Activity: Only one stretch of the data below is needed. Output the lines from the one with "PR #1792, opened 2019-07-07" up to and including the one with "-12,6 +12,7 @@ Removals", exactly as they stand.

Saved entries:
──────────

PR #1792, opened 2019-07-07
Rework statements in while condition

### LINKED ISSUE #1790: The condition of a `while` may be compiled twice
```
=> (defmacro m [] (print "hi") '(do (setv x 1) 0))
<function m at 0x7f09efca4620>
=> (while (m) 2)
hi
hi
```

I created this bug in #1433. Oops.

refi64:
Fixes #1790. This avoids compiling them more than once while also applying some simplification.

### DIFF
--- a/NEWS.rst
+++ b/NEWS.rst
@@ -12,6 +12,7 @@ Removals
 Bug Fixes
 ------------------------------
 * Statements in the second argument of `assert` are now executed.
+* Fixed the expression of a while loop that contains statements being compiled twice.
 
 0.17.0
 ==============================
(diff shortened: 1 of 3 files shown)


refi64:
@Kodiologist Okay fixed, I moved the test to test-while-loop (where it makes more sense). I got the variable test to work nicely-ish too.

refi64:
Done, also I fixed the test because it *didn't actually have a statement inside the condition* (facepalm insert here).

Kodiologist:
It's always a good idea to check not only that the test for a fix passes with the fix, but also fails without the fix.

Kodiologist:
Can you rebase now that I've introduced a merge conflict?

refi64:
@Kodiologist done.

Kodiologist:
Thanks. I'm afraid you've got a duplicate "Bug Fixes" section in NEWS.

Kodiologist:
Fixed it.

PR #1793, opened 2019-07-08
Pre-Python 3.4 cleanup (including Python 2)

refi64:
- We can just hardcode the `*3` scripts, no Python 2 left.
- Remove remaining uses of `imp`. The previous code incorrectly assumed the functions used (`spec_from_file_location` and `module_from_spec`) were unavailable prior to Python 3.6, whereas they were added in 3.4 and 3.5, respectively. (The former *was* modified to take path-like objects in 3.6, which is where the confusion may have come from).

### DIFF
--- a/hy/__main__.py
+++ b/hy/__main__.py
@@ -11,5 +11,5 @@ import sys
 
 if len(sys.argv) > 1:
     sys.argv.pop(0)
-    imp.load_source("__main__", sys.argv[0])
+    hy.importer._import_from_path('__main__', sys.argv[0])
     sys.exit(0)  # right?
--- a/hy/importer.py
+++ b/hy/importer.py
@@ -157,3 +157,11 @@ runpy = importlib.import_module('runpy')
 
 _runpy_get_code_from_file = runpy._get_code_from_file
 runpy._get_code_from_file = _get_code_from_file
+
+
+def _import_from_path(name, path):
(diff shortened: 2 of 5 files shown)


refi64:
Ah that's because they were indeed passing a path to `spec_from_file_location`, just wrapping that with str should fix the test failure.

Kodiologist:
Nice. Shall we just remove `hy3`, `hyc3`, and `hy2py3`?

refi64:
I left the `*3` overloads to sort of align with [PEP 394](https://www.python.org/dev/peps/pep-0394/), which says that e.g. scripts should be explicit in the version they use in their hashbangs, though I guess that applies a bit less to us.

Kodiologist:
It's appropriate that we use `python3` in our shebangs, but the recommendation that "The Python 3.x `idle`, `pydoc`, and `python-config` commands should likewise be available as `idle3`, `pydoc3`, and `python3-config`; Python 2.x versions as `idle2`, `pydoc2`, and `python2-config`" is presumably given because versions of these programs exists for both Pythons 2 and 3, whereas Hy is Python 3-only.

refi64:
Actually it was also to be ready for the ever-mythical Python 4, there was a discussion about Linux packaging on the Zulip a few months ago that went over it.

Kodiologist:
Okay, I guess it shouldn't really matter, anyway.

──────────

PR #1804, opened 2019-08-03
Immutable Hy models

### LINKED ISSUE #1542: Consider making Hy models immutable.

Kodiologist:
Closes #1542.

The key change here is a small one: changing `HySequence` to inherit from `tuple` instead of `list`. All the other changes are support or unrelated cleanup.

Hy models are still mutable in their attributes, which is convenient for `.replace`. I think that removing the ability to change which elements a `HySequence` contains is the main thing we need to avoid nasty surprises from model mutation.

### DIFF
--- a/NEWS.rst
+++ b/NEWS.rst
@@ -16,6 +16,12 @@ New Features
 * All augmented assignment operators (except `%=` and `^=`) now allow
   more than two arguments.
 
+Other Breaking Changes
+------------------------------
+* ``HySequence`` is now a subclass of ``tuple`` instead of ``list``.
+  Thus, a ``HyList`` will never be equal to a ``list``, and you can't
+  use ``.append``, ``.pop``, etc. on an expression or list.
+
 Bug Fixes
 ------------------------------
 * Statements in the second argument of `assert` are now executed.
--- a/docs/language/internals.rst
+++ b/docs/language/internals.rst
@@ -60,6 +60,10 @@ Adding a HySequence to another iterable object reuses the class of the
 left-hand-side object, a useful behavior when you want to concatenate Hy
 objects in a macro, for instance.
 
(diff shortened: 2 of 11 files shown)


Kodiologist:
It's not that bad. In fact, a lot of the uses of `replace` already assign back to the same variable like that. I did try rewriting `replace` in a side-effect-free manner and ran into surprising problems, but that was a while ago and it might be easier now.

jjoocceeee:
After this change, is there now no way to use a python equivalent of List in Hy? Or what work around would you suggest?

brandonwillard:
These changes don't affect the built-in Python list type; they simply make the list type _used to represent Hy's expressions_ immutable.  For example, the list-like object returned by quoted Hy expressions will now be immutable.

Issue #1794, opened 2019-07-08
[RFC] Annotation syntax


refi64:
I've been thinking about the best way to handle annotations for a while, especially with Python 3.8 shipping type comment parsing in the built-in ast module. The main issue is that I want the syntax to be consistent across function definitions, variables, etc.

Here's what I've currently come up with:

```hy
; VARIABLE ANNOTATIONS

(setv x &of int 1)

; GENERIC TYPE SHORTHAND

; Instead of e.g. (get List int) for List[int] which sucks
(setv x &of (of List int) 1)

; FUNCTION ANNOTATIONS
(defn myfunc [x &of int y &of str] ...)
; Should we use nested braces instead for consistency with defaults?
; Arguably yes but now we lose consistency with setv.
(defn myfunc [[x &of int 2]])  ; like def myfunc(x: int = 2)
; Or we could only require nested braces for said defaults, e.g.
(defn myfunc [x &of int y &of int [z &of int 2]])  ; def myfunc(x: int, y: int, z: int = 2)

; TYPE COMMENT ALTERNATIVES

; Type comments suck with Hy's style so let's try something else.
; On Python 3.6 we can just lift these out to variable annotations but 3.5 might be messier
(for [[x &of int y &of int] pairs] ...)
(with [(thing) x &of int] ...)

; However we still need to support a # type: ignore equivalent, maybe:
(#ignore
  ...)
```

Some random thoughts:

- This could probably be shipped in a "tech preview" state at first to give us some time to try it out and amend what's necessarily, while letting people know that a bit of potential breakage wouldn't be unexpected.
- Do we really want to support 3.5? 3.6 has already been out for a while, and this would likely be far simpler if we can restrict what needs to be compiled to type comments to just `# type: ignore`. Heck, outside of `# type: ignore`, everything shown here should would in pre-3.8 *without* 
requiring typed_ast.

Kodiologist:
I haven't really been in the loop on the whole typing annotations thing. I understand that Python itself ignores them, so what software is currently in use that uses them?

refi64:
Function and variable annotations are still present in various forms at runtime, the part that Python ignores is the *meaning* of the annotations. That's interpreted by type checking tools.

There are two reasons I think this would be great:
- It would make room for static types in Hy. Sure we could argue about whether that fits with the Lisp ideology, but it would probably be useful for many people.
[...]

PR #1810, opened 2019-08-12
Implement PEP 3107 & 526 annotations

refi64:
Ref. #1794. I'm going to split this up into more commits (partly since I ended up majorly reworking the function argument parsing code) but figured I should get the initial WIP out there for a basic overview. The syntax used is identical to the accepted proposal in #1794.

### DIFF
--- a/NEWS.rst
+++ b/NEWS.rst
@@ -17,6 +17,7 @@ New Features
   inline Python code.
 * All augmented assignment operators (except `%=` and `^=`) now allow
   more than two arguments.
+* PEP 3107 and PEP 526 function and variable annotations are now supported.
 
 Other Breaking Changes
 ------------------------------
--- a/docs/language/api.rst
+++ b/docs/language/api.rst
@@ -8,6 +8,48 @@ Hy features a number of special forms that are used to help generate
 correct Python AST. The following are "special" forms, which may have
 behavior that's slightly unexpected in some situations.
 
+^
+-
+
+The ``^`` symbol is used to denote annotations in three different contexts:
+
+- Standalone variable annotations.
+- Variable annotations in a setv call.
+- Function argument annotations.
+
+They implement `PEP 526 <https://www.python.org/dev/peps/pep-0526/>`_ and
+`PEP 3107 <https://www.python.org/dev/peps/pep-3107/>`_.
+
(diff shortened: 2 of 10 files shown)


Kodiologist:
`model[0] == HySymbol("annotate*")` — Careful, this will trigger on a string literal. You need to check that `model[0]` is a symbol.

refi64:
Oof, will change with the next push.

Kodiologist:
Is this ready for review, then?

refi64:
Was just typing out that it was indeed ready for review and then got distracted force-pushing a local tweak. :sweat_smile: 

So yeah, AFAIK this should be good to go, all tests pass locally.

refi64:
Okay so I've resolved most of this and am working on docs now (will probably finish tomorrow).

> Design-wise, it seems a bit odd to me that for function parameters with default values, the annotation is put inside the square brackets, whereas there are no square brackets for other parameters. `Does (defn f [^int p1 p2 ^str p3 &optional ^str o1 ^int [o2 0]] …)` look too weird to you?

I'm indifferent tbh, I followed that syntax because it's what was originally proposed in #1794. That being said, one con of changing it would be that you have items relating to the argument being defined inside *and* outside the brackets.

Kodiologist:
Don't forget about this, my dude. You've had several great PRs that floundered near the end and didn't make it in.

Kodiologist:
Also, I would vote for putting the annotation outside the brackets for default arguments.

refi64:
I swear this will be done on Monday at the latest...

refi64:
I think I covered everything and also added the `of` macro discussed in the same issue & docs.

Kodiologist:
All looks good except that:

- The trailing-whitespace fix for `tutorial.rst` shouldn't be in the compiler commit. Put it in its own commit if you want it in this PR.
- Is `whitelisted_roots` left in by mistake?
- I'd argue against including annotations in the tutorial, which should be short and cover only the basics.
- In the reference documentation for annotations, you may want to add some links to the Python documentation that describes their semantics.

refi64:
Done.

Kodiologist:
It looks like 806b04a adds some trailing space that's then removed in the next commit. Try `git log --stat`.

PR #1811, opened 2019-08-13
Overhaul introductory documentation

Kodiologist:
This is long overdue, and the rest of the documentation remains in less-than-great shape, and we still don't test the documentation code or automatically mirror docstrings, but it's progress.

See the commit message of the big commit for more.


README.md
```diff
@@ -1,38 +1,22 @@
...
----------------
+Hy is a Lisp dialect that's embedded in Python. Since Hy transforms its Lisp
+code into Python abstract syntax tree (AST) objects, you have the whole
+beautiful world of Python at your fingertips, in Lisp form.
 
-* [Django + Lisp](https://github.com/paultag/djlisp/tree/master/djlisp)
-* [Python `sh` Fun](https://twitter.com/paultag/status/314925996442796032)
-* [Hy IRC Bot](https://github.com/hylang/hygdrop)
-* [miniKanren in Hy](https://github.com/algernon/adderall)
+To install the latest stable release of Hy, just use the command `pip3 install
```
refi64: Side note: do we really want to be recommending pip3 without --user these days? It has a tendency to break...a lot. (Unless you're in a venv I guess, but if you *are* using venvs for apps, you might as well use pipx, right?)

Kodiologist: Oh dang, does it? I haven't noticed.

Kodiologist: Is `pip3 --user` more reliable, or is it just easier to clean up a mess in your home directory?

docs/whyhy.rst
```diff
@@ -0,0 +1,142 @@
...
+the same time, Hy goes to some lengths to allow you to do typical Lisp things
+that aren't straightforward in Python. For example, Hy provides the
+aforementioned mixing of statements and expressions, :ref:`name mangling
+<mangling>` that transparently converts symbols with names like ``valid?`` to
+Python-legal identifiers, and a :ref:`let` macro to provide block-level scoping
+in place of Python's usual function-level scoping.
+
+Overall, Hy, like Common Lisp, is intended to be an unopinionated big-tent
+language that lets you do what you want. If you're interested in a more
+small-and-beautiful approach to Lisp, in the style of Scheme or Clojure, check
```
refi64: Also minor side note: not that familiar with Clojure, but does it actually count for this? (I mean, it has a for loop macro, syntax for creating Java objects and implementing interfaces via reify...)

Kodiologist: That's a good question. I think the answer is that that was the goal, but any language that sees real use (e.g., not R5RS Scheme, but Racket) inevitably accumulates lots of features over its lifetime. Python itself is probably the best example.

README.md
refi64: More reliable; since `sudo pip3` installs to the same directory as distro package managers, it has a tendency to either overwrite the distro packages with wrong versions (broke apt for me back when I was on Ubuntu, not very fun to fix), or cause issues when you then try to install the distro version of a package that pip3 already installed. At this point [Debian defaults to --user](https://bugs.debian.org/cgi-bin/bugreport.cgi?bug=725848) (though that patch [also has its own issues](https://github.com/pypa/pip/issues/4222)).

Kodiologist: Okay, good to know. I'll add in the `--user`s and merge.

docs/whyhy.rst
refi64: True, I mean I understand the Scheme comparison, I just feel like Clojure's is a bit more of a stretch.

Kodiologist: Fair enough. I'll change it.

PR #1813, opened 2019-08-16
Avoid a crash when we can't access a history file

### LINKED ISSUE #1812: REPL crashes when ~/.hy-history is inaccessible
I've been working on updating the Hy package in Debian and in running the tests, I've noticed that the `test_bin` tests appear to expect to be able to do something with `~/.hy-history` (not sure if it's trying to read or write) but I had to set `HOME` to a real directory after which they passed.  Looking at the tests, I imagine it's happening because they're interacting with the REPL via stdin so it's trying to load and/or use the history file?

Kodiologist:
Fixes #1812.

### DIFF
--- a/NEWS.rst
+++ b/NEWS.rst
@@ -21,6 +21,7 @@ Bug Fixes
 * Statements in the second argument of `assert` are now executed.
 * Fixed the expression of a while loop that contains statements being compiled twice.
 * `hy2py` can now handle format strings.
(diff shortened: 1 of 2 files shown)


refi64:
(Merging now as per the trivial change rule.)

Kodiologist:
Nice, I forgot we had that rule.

──────────

Answer area:
PR #1792, opened 2019-07-07
Rework statements in while condition

### LINKED ISSUE #1790: The condition of a `while` may be compiled twice
```
=> (defmacro m [] (print "hi") '(do (setv x 1) 0))
<function m at 0x7f09efca4620>
=> (while (m) 2)
hi
hi
```

I created this bug in #1433. Oops.

refi64:
Fixes #1790. This avoids compiling them more than once while also applying some simplification.

### DIFF
--- a/NEWS.rst
+++ b/NEWS.rst
@@ -12,6 +12,7 @@ Removals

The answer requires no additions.